Querying the Patent (Public and Genome Quest Patent) database (with search parameters set to default values) for Public and genomic queries, using predicted full-length amino acid sequences of SspPro 29(SEQ ID NO:22), SspPro 33(SEQ ID NO:23), SspPro 23(SEQ ID NO:24), and SspPro 59(SEQ ID NO:25), the relevant proteins were identified by BLAST search (Altschul et al, Nucleic Acids Res [ Nucleic Acids research ],25:3389-402,1997), and the subsets are shown in tables 6A and 6B (SspPro 29), respectively; tables 7A and 7B (SspCPro 33); in tables 8A and 8B (SspCPI 23); and tables 9A and 9B (SspCPI 59). Percent Identity (PID) of the two search sets was defined as the number of identical residues divided by the number of aligned residues in the pairwise alignment. The values on the table labeled "sequence length" correspond to the length (in amino acids) of the proteins referenced by the listed accession numbers, while "alignment length" is for the sequences used for alignment and PID calculations.

SspCPI 29(SEQ ID NO: 22); SspCPI 33(SEQ ID NO: 23); SspCPI 23(SEQ ID NO: 24); and SsppCPro 59(SEQ ID NO:25) as well as other Streptomyces species serine proteases: WP _064069271(SEQ ID NO: 26); WP _043225562(SEQ ID NO: 27); WP _024756173(SEQ ID NO: 28); WP _030548298(SEQ ID NO: 29); WP _005320871(SEQ ID NO: 30); WP _055639793(SEQ ID NO: 31); WO 2015048332-44360(SEQ ID NO: 32); WO 2015048332-44127(SEQ ID NO: 33); WP _030313004(SEQ ID NO: 34); WP _030212164(SEQ ID NO: 35); WP _030749137(SEQ ID NO: 36); WP _031004112(SEQ ID NO: 37); and WP _026277977(SEQ ID NO:38) were aligned using the MUSCLE program from Geneius software (biomaterials Ltd.) (Robert C. Edgar. MUSCLE: multiple sequence alignment with high accuracy and high throughput [ MUSCLE: multiple sequence alignment with high precision and high throughput ], Nucl. acids Res. [ nucleic acid research ] (2004)32(5):1792 and 1797) using default parameters. Multiple sequence alignments of the overlapping regions are shown in figure 11.

Example 13

Protein sequence analysis of the predicted catalytic domain of trypsin-type serine proteases of Streptomyces species

Query the patent databases against public and genomic (with search parameters set to default values), using the predicted catalytic domain sequences of SspPro 29(SEQ ID NO:18), SspPro 33(SEQ ID NO:19), SspPro 23(SEQ ID NO:20), and SspPro 59(SEQ ID NO:21), the relevant proteins were identified by BLAST search (Altschul et al, Nucleic Acids Res [ Nucleic Acids research ],25:3389-402,1997), and the subsets are shown in tables 10A and 10B, respectively (SspPro 29); tables 11A and 11B (SspPro 33); tables 12A and 12B (SspCPro 23); and tables 13A and 13B (SspCPI 59).

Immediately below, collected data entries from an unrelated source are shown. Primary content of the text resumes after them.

PR #91441, opened 2023-09-01
Update CustomValidationAttribute ref to include missing properties

jeffhandley:
After applying [Fix nullable annotation for Validator.ValidateValue ref source · Pull Request #91351](https://github.com/dotnet/runtime/pull/91351), I reran `dotnet msbuild /t:GenerateReferenceAssemblySource`, and it picked up on 2 properties missing from the ref source for `CustomValidationAttribute`.

Since this is a pretty esoteric scenario and not reported by any customers, I figured we'd just fix this in net9.

### DIFF
--- a/src/libraries/System.ComponentModel.Annotations/ref/System.ComponentModel.Annotations.cs
+++ b/src/libraries/System.ComponentModel.Annotations/ref/System.ComponentModel.Annotations.cs
@@ -65,6 +65,8 @@ namespace System.ComponentModel.DataAnnotations
     {
         public CustomValidationAttribute([System.Diagnostics.CodeAnalysis.DynamicallyAccessedMembersAttribute(System.Diagnostics.CodeAnalysis.DynamicallyAccessedMemberTypes.PublicMethods)] System.Type validatorType, string method) { }
         public string Method { get { throw null; } }
+        public override bool RequiresValidationContext { get { throw null; } }
+        public override object TypeId { get { throw null; } }
         [System.Diagnostics.CodeAnalysis.DynamicallyAccessedMembersAttribute(System.Diagnostics.CodeAnalysis.DynamicallyAccessedMemberTypes.PublicMethods)]
         public System.Type ValidatorType { get { throw null; } }
         public override string FormatErrorMessage(string name) { throw null; }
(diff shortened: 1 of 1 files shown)


tarekgh (approved):
Interesting, it looks like the appcompat tool doesn't detect the overridden members? 

CC @ericstj @ViktorHofer

src/libraries/System.ComponentModel.Annotations/ref/System.ComponentModel.Annotations.cs
```diff
@@ -65,6 +65,8 @@ public sealed partial class CustomValidationAttribute : System.ComponentModel.Da
     {
         public CustomValidationAttribute([System.Diagnostics.CodeAnalysis.DynamicallyAccessedMembersAttribute(System.Diagnostics.CodeAnalysis.DynamicallyAccessedMemberTypes.PublicMethods)] System.Type validatorType, string method) { }
         public string Method { get { throw null; } }
+        public override bool RequiresValidationContext { get { throw null; } }
+        public override object TypeId { get { throw null; } }
```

SspCPPro 29(SEQ ID NO: 18; aa 213-403 of SEQ ID NO: 3) was performed as described above; SspCPI 33(SEQ ID NO:19, aa204-394 of SEQ ID NO: 6); SspCPI 23(SEQ ID NO:20, aa201-391 of SEQ ID NO: 9); SspCPI 59(SEQ ID NO:21, aa 206 of SEQ ID NO: 12-); WP _064069271(SEQ ID NO:42, aa204 and 394 of SEQ ID NO: 26); WP _043225562(SEQ ID NO:43, aa204-394 of SEQ ID NO: 27); WP _024756173(SEQ ID NO:44, aa201-391 of SEQ ID NO: 28); WP _030548298(SEQ ID NO:45, aa 207 and 397 of SEQ ID NO: 29); WP _005320871(SEQ ID NO:46, aa204-394 of SEQ ID NO: 30); amino acid residue 138-328 of WP _029386953(SEQ ID NO: 47); WP _026277977(SEQ ID NO:48, aa 207 and 397 of SEQ ID NO: 38); amino acid residues 208-398 of WP _044383230(SEQ ID NO: 49); amino acid residue 193-383 of WP-069630550 (SEQ ID NO: 50); WP _055639793(SEQ ID NO:51, aa201-391 of SEQ ID NO: 31); amino acid residue 211-401 of WP _053699044(SEQ ID NO: 52); alignment of the predicted catalytic domain sequences of amino acid residues 205 and 395 of WP _031135572(SEQ ID NO:53) is shown in FIG. 12. The predicted catalytic domain consensus sequence from FIG. 12 is shown in SEQ ID NO 54. For positions in the consensus sequence, multiple amino acids are considered, which are depicted using the X ═ I or L and IUPAC codes: b ═ D or N.